Kyle Waring has learned his lesson. His original plan of selling two-liter bottles packed with “historic snow” from his Massachusetts yard didn’t work out right for the 112 people who paid $19.95 for it. It melted by the time they got it.

The news there is that 112 people would’ve sent you $19.95 for a bottle full of snow, even though he warns potential customers on his website that it might arrive as water.

No matter, Waring is now insulating his shipments. Oh, and the price is up to $99, reports.

“I put the snow in a plastic bag, and put that in tinfoil,” Waring said. “Then I put that package in an insulated container that’s an inch and a half thick, and ship it overnight. It’s sealed tight in Omaha steaks packaging.”

Waring says even if the snow melts a little by the time it reaches its destination, which it will, the package can still make 10-15 solid snowballs.

And, yes, people are paying $89 for this.
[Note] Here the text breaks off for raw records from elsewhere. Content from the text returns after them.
PR #313, opened 2025-03-10
Workshop infinite scroller

zsmb13:
https://github.com/user-attachments/assets/7ed5807a-0025-4837-b42b-4694bec00899


shared/src/commonMain/kotlin/org/jetbrains/kotlinconf/screens/ScheduleScreen.kt
```diff
@@ -334,28 +335,32 @@ fun ScheduleList(
                 is WorkshopItem -> {
                     val workshops = item.workshops
                     Column(modifier = Modifier.fillMaxWidth()) {
-                        val pagerState = rememberPagerState(pageCount = { workshops.size })
+                        val pagerState = rememberPagerState(
+                            pageCount = { Int.MAX_VALUE },
+                            initialPage = Int.MAX_VALUE / 2,
```
e5l, line 340: looks weird, I would expect some comment

zsmb13: Fair enough, added comments :)

PR #321, opened 2025-03-14
Add support for pending user IDs

zsmb13:


shared/src/commonMain/kotlin/org/jetbrains/kotlinconf/APIClient.kt
```diff
@@ -97,7 +95,7 @@ class APIClient(
      * Vote for session.
      */
     suspend fun vote(sessionId: SessionId, score: Score?): Boolean {
-        if (userId == null) return false
+        userId ?: return false
```
kropp, line 98: I personally find `if` check easier to read.
And also it works better with `if (userId != null) return true` in `ConferenceService::acceptPrivacyPolicy`, which cannot be shortened like this.

kropp (approved):

e5l (approved):

shared/src/commonMain/kotlin/org/jetbrains/kotlinconf/APIClient.kt
zsmb13: Fair enough :)

PR #322, opened 2025-03-17
Set dark/light mode values for resource loading

zsmb13:


terrakok:
Does it work, when you change the theme in the app? I mean does it load dark resources?

zsmb13:
@terrakok It does in my testing, yes. Look at the `by JetBrains` text in this drawable for example for the change:

https://github.com/user-attachments/assets/6aaf2798-85af-4421-8995-6cbe895594e9

terrakok:
It is not necessary but if you want to make it perfect... 😄

shared/src/commonMain/kotlin/org/jetbrains/kotlinconf/navigation/KotlinConfNavHost.kt
```diff
@@ -138,31 +138,31 @@ fun NavGraphBuilder.screens(navController: NavHostController) {
...
             onGeneralTerms = { navController.navigate(TermsOfUseScreen) },
             onWebsiteLink = { urlHandler.openUri(URLs.KOTLINCONF_HOMEPAGE) },
-            onBack = navController::popBackStack,
+            onBack = navController::navigateUp,
             onSpeaker = { speakerId -> navController.navigate(SpeakerDetailScreen(speakerId)) },
         )
     }
     composable<CodeOfConductScreen> {
-        CodeOfConduct(onBack = navController::popBackStack)
+        CodeOfConduct(onBack = navController::navigateUp)
```
terrakok, line 146: this change seems unrelated

terrakok (approved):

shared/src/commonMain/kotlin/org/jetbrains/kotlinconf/navigation/KotlinConfNavHost.kt
zsmb13: Yes, this part is a bit of a cheat, but I just noticed while going back-and-forth with theme settings a lot that I can pop everything off the backstack and end up with an empty frame, so I think it's time to make this change.

terrakok: an empty frame should be fixed already in the latest dev build

terrakok: `popBackStack` is the correct function. the `navigateUp` is required when you need to leave the app when the app was opened by a deeplink on the android, as I know

e5l (approved):

PR #768, opened 2022-02-08
fix comment in config example

kevinnls:
since code blocks don't unwrap lines, part of comment in config example is rendered as non-comment.

added `;` to start of line to fix that.


ix5:
@kevinnls would you mind writing a more precise commit message?

You already shared why this patch is needed in the PR description, please include it inside the commit message as well.

The title should reference the part of Isso that is affected, e.g. `docs: quickstart: Fix comment in config example`

I know it seems a bit overkill for such a small patch, but consistency is key.

kevinnls:
oops, my bad. apologies for the lazy. i was doing in gh's web UI. will amend shortly

kevinnls:
oh. that was awkward.

kevinnls:
sorry about that @ix5 new PR or would it be fine with you to reopen and merge? i don't have permission to reopen apparently

kevinnls:
i'll open a new pr. sorry

PR #769, opened 2022-02-08
docs: quickstart: fix comment in sample config

kevinnls:
redo #768 

since code blocks don't unwrap lines, part of comment in config example is rendered as non-comment.

added `;` to start of line to fix that.

### DIFF
--- a/docs/docs/quickstart.rst
+++ b/docs/docs/quickstart.rst
@@ -19,7 +19,7 @@ sane defaults.
 
     [general]
     ; database location, check permissions, automatically created if it
-    does not exist
+    ; does not exist
     dbpath = /var/lib/isso/comments.db
     ; your website or blog (not the location of Isso!)
     host = http://example.tld/


ix5:
Please do not delete your branches, there's no need for that. That way, you can re-use an existing PR.

What I meant for you to do was to add the following from your PR message to the commit message:
> Since code blocks don't unwrap lines, part of comment in config example is rendered as non-comment.
> Added ";" to start of line to fix that.

kevinnls:
i hadn't actually deleted. i force amended the commit message and force pushed a grafted branch and messed up the history ://

i fixed it on the same branch, but for some reason the [file count and diff](https://github.com/posativ/isso/pull/768/files) of the previous PR wasn't updating. might've been because it was closed?

> What I meant for you to do was to add the following from your PR message to the commit message:

ah. didn't realise. thank you 😄

ix5:
Not quite sure, it seems GitHub will automatically force-close a PR if no common ancestors are found on the pushed branch.
In any case, you'll be safer by using a full clone instead of shallow+grafted complications, but I can understand wanting to save bandwidth.

In any case, thank you for your contribution.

Waring sold out of the new product in 24 hours — all four of them. He prepared 10 packages for the Monday release and expects to sell out just as quickly.

“It seems to be corporations paying for the $90 product as a funny gesture, where the $20 one is regular consumers,” he said.

He’s also launching a 10-pound package for $119 today, and there’s no word on who the typical clientele for this price y package might be.

Waring says he plans on diversifying his new operation. He’s thinking of shipping fall foliage later this year.

  • Jeff

    Unrelated, but saw my first robin today!

    • Thomas Mercier

      FYI Robins overwinter here in MN so they aren’t really a good indicator of impending spring.

      • Jeff

        Yes, could be local, but I’m usually very bird aware and haven’t seen any in my neighborhood.

  • Jack Ungerleider

    What he needs to do to improve sales next winter is come up with a way to turn the water back into snow and sell that to people so that they can have their snowball fight with “real” New England snow. (Maybe a modified Sno-Cone machine?)

    Think of all the New England transplants to places where snow doesn’t happen. (And if it does an inch does more damage than 2ft in Boston.) Now they can experience winter again with real Boston (or other New England cities) snow.

  • joetron2030

    Could use some of that snow here.